» EXERCISE DIRECTIONS
Please print all of the records shown below, exactly as given.

Stored data:
PR #1271, opened 2020-08-23
Make symbol highlight faster by reducing the debounce time

predragnikolic:
This makes the highlights show up a lot faster. (I haven't noticed any perf issue with this, but I like how much the highlight feels faster)


rchl:
The debounce time is a compromise between being too slow and too noisy. I'm not sure if 150ms is a better option. It will make it noisier when navigating the code. For example here I navigate between lines fairly fast and it still triggers:
highlight

Maybe we could get it down to 350ms for example?

rwols:
I am worried that this might indeed be too quick.

predragnikolic:
> 350ms

I bumped it to 300ms. Is it sufficient?

rchl:
I'm fine with that.

rchl (approved):

PR #1272, opened 2020-08-24
Fix merging of initializeOptions for LSP packages

rchl:


rwols (approved):
Thanks for spotting this. I guess we should make a new release for this.

rchl:
I think it's a good time, yes.

PR #2147, opened 2022-12-21
when going to definition scroll to start of the region, not end

rchl:
Noticed that on "Goto definition", when the region of the definition spans many lines, ST scrolls to the end of the region rather than the start.

Imagine triggering "Goto definition" on a symbol that jumps to the constructor of that symbol and that constructor spans many lines. Focusing on the end of the constructor implementation is rather confusing and also it's not where the selection/cursor is in this case.

### DIFF
--- a/plugin/core/open.py
+++ b/plugin/core/open.py
@@ -117,10 +117,10 @@ def center_selection(v: sublime.View, r: Range) -> sublime.View:
     if window:
         window.focus_view(v)
     if int(sublime.version()) >= 4124:
-        v.show_at_center(selection, animate=False)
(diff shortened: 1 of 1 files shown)


LDAP:
Can you give an example? I could not reproduce this with pyright.

LDAP (approved):
Looks good.

predragnikolic (approved):
I didn't test this with a LS, but I did test the behvior of show_at_center, with this peace of code:
```py
view.show_at_center(sublime.Region(0, view.size()))
```
And yes, by default `show_at_center` will scroll to the end.

PR #2148, opened 2022-12-21
improve performance of completion & signature request on typing

rchl:
Before triggering completion or signature request, we are forcing a [`purge_changes_async()`](https://github.com/sublimelsp/LSP/blob/0ee0a7f6658805f61187a8a591b4980e99a0e5d5/plugin/session_buffer.py#L281-L281) because we have to. This immediately triggered various non-essential requests like semantic highlighting, inline hints, document link, color boxes which can dramatically reduce responsiveness due to those requests jumping in front of the queue. Instead trigger those in the next "tick" so that the completion/signature requests are triggered first.

Before those changes (with semantic highlighting enabled and being the main reason for worse responsiveness):

https://user-images.githubusercontent.com/153197/208928929-d35cef67-4223-4947-b00b-92e7f7fb2eda.mov

With those changes:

» EXPECTED ANSWER
PR #1271, opened 2020-08-23
Make symbol highlight faster by reducing the debounce time

predragnikolic:
This makes the highlights show up a lot faster. (I haven't noticed any perf issue with this, but I like how much the highlight feels faster)


rchl:
The debounce time is a compromise between being too slow and too noisy. I'm not sure if 150ms is a better option. It will make it noisier when navigating the code. For example here I navigate between lines fairly fast and it still triggers:
highlight

Maybe we could get it down to 350ms for example?

rwols:
I am worried that this might indeed be too quick.

predragnikolic:
> 350ms

I bumped it to 300ms. Is it sufficient?

rchl:
I'm fine with that.

rchl (approved):

PR #1272, opened 2020-08-24
Fix merging of initializeOptions for LSP packages

rchl:


rwols (approved):
Thanks for spotting this. I guess we should make a new release for this.

rchl:
I think it's a good time, yes.

PR #2147, opened 2022-12-21
when going to definition scroll to start of the region, not end

rchl:
Noticed that on "Goto definition", when the region of the definition spans many lines, ST scrolls to the end of the region rather than the start.

Imagine triggering "Goto definition" on a symbol that jumps to the constructor of that symbol and that constructor spans many lines. Focusing on the end of the constructor implementation is rather confusing and also it's not where the selection/cursor is in this case.

### DIFF
--- a/plugin/core/open.py
+++ b/plugin/core/open.py
@@ -117,10 +117,10 @@ def center_selection(v: sublime.View, r: Range) -> sublime.View:
     if window:
         window.focus_view(v)
     if int(sublime.version()) >= 4124:
-        v.show_at_center(selection, animate=False)
(diff shortened: 1 of 1 files shown)


LDAP:
Can you give an example? I could not reproduce this with pyright.

LDAP (approved):
Looks good.

predragnikolic (approved):
I didn't test this with a LS, but I did test the behvior of show_at_center, with this peace of code:
```py
view.show_at_center(sublime.Region(0, view.size()))
```
And yes, by default `show_at_center` will scroll to the end.

PR #2148, opened 2022-12-21
improve performance of completion & signature request on typing

rchl:
Before triggering completion or signature request, we are forcing a [`purge_changes_async()`](https://github.com/sublimelsp/LSP/blob/0ee0a7f6658805f61187a8a591b4980e99a0e5d5/plugin/session_buffer.py#L281-L281) because we have to. This immediately triggered various non-essential requests like semantic highlighting, inline hints, document link, color boxes which can dramatically reduce responsiveness due to those requests jumping in front of the queue. Instead trigger those in the next "tick" so that the completion/signature requests are triggered first.

Before those changes (with semantic highlighting enabled and being the main reason for worse responsiveness):

https://user-images.githubusercontent.com/153197/208928929-d35cef67-4223-4947-b00b-92e7f7fb2eda.mov

With those changes:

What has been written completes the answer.